While Alaska’s growing meth problem could be said to be small compared to other places in the country, its growth led Mat-Su and Anchorage governments to include calls for anti-meth laws in their legislative priority lists over the past few years. Some laws have been passed at the state and federal levels, such as those removing from store shelves cold remedies containing chemicals that can be turned into methamphetamine. Such laws apparently have had an effect.

According to the Department of Public Safety, in 2004 there were 66 illegal meth labs busted in the state. In 2005, only 37 meth labs were raided.
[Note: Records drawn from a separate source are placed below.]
PR #152, opened 2022-03-09
♻️ Reorder ERC721 approval check

ahbanavi:
Following the changes implemented in https://github.com/OpenZeppelin/openzeppelin-contracts/pull/3248


transmissions11:
I mean do we know if using specific approval is less common then all? This isn't a blanket optimization, it's a trade off

transmissions11:
i dont keep up with the nft industry much, but i'll take ur word that approvealls are more common than individual approvals...

PR #156, opened 2022-03-11
♻️ SafeCastLib - Gas reduction, and more types

0xClandestine:
Gas was reduced by replacing require() with if() statements, and setting constants for type(UINT#).max


transmissions11:
this saves no gas and makes things ugly imo

feel free to reopen if u just want o add more types, but don't base it off the rsqrt branch pls

PR #165, opened 2022-03-18
⚡️ Optimize SafeCastLib

134dd3v:
## Description

EVM instruction set does not have "less than or eq" opcode, it just has "less than" and "equal". This PR simply updates the logic to use "less than".

## Checklist

- [x] Ran `dapp snapshot`?
- [x] Ran `npm run lint`?
- [x] Ran `forge test`?
- [x] Ran `dapp test`?


transmissions11:
oh nice great idea!

PR #171, opened 2022-03-21
✨ FixedMathLib: expWadDown()

recmo:
## Description

Describe the changes made in your pull request here.

## Checklist

- [ ] Ran `dapp snapshot`?
- [ ] Ran `npm run lint`?
- [x] Ran `forge test`?
- [ ] Ran `dapp test`?


recmo:
Ping @transmissions11

transmissions11:
👀👀👀👀👀👀👀👀👀

transmissions11:
amazing already

Screen Shot 2022-03-21 at 11 22 47 PM

recmo:
Hmm... that should have been a ~10 gas reduction.

transmissions11:
well if we inline everything into q should save?

recmo:
Can't inline the variables `z` and `w` because they both get used twice. That's the scheme basically, you need more variables and additions, but in return you have fewer multiplies. Multiplies are more expensive, so it may be worthwhile.

transmissions11:
yup... thought maybe this would save some but looks like the optimizer was smart enough in the first place

Screen Shot 2022-03-21 at 11 47 08 PM

recmo:
We can always go back to the original formula for `q`, but somehow I feel that removing a multiply should save us something :D. 

I have a similar scheme for `p` that also removes a mul:

```
int256 y = x      +     1346386616545796478920950773328;
y = (y * x >> 96) +    57155421227552351082224309758442;
int256 p = y + x  -    94201549194550492254356042504812;
p = (p * y >> 96) + 28719021644029726153956944680412240;
```

but that one somehow ends up costing 1 gas more than the plain formula in my local tests.

transmissions11:
the scheme for p saves gas in my tests!

Screen Shot 2022-03-21 at 11 51 56 PM

transmissions11:
want me to commit? seems like the scheme for p and the original formula for q is the fastest

recmo:
lol! In my repo it's exact opposite! Yeah, go a head an use whatever works best. But I wonder what's going on though.

src/test/FixedPointMathLib.t.sol
```diff
@@ -6,12 +6,54 @@ import {DSTestPlus} from "./utils/DSTestPlus.sol";
...
+        assertEq(FixedPointMathLib.expWadDown(-2e18), 135335283236612691);
+        assertEq(FixedPointMathLib.expWadDown(-1e18), 367879441171442321);
+
+        assertEq(FixedPointMathLib.expWadDown(-0.5e18), 606530659712633423);
+        assertEq(FixedPointMathLib.expWadDown(-0.3e18), 740818220681717866);
+
+        assertEq(
+            FixedPointMathLib.expWadDown(0),
+            999999999999999999
+            // True value: 1000000000000000000 (off by 1 wei)
```
recmo, line 22: This actually annoys me quite a bit.

src/utils/FixedPointMathLib.sol
```diff
@@ -27,6 +27,64 @@ library FixedPointMathLib {
...
+
+            // k is in the range [-61, 195].
+
+            // Evaluate using a (6, 7)-term rational approximation.
+            // p is made monic, we'll multiply by a scale factor later.
+            int256 y = x + 1346386616545796478920950773328;
+            y = ((y * x) >> 96) + 57155421227552351082224309758442;
+            int256 p = y + x - 94201549194550492254356042504812;
+            p = ((p * y) >> 96) + 28719021644029726153956944680412240;
+            p = p * x + (4385272521454847904632057985693276 << 96);
```
transmissions11, line 59: should we add a comment about using knuth's method here?

src/test/FixedPointMathLib.t.sol
transmissions11: lmk adding to the constant term works without impacting the other vars

another way thats only a couple extra opcodes would be doing 

```
           assembly {
            	r := add(r, iszero(x))
            }
```

right at the end

transmissions11:
btw how hard would it be to implement a rounding up version of this? looks like this impl truncates (which is great but i'd like to have both a floor and ceil version)

src/utils/FixedPointMathLib.sol
recmo: Sure, it's the first method from page 491. He mentions a second one which has one fewer addition, but leaves the details as an exercise. I haven't bother to do that exercise yet :)

recmo:
> btw how hard would it be to implement a rounding up version of this? looks like this impl truncates (which is great but i'd like to have both a floor and ceil version)

This should work (assuming we fix the exp(0) = 1 issue):

```solidity
function expCeil(int256 x) returns (int256) {
   if (x == 0) return 1e18; // ceil(exp(0)) = floor(exp(0)) = 1
   return exp(x) + 1;
}
```

recmo:
But I don't think it is guaranteed to return the truncated / floor result. For larger input values it doesn't have the precision required to do accurate rounding.

It also doesn't make sense to increase the precision for large inputs, because the input itself is only accurate up to 1e-18.

transmissions11:
> But I don't think it is guaranteed to return the truncated / floor result. For larger input values it doesn't have the precision required to do accurate rounding.

oh hmm yea maybe just got lucky with the test cases i used

PR #183, opened 2022-04-02
Create BeforeRedeem and AfterMint Hooks

itsdevbear:
## Description

Create Additional Internal hooks for Redeem and Mint. If you are trying to daisy chain vaults together, it is useful to have different behaviour for each hook.

Can add more tests if desired

## Checklist

- [x] Ran `dapp snapshot`?
- [x] Ran `npm run lint`?
- [x] Ran `forge test`?
- [x] Ran `dapp test`?


transmissions11:
can you give me an example of why you'd need this? Not rly a fan of the complexity it adds, esp if most common use cases dont require  it

transmissions11:
oh hmm i see what you mean

itsdevbear:
Yeah so my use case is that if you want to have like a "Proxy" contract that is adhering to 4626 is able to forward its shares to a "main" vault that allows for a protocol controlled value type contract. It's for Berachain, I basically have a proxy 4626 that is deterministically created against a validators consensus address and thus I can track what validators have been delegated to.

image

itsdevbear:
@transmissions11 just following up on this king

transmissions11:
sigh this and https://github.com/Rari-Capital/solmate/pull/211 are exactly why i hate hooks, a constant battle between ppl who need more flexibility and ppl who just want simplicity (me)

transmissions11:
totally understand why u these extra hooks, im thinking maybe we impl them but just have them forward to the other hooks by default

drop19:
I am sorry if it is a bit late to jump in. But I personally find `beforeDeposit` is useful as well.

Consider the case that the token is interest bearing, and we might want to harvest interest and update `totalAssets` before the user deposit.

Each developers might need their own hooks and arguments. And I love simplicity. These hooks can be removed and devs can just override it to add hooks they want.

itsdevbear:
Shit just saw this, @transmissions11 still time to get it in for v7?

Issue #189, opened 2022-04-04
ERC1155U/ERC1155D


transmissions11:
https://etherscan.io/address/0xe76512732b1e49eb259dfc6d9d49e4c5dac6a75c#code

https://github.com/DonkeVerse/ERC1155D

PraneshASP:
Hi @transmissions11 not sure if this is the correct place for this discussion. 

Just curios to know why the `isApprovedForAll` check is ignored in the `burn()` method of  the [**Solmate's ERC1155 library**](https://github.com/Rari-Capital/solmate/blob/main/src/tokens/ERC1155.sol). Is it due to the reason that the validation can be done in the implementation contract? or is it safe to ignore the check completely?

```console
1) Contract: ERC1155Burnable
       burn
         unapproved accounts cannot burn the holder's tokens:
     AssertionError: Expected an exception but none was received
```


Because the testcases(based on OZ tests) are being reverted at the `burn` and `batchBurn` methods. Fixed the above issue by adding the validation in the implementing contract, but just wanted to check this with you as well.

“But that doesn’t mean the problems is going away,” said Mary Anderson, Tim’s wife who also is involved in the AME project. “What we have now is that they are importing in from the Lower 48 and Southeast Asia.”

Recent studies have shown that 6 percent of Alaska high school students have used meth at least once, she said. Furthermore, the meth problem is not limited to large urban areas. In 2005 five meth labs were discovered on the Kenai Peninsula, Mary Anderson said. Alaskans need to be aggressive in attacking the meth problem and can learn much from the experiences of other states, she said.

“Montana is one of the most widely publicized campaigns there is. ‘Not Even One’ is their motto,” she said. “We can use a program similar to that, and that’s what AME is trying to do. ‘Never a First Time’ is our motto.”

Also planned is an in-school program to be added to school health curricula, Mary Anderson said. She also noted a new anti-meth program launched by the Boys and Girls Club, and training kits to educate communities similar to what she called “meth 101” programs in other states that include ways to recognize a meth lab. Another program being started in Fairbanks is called Meth Watch, similar to Crime Watch, she said.

Also engaged in the anti-meth effort is Marathon Oil Company. Dorysa Moore, Marathon’s Human Resources Manager, said they have a statewide program in Wyoming.

“One of the things we are trying to do at Marathon is to run a meth program in the areas where we operate,” she said. “We are looking to branch out here in Alaska and some of our other locations.”

AME is seeking private donations and has a fund at the Alaska Community Foundation. You can visit the program’s Web site at www.AlaskaMethEd.com.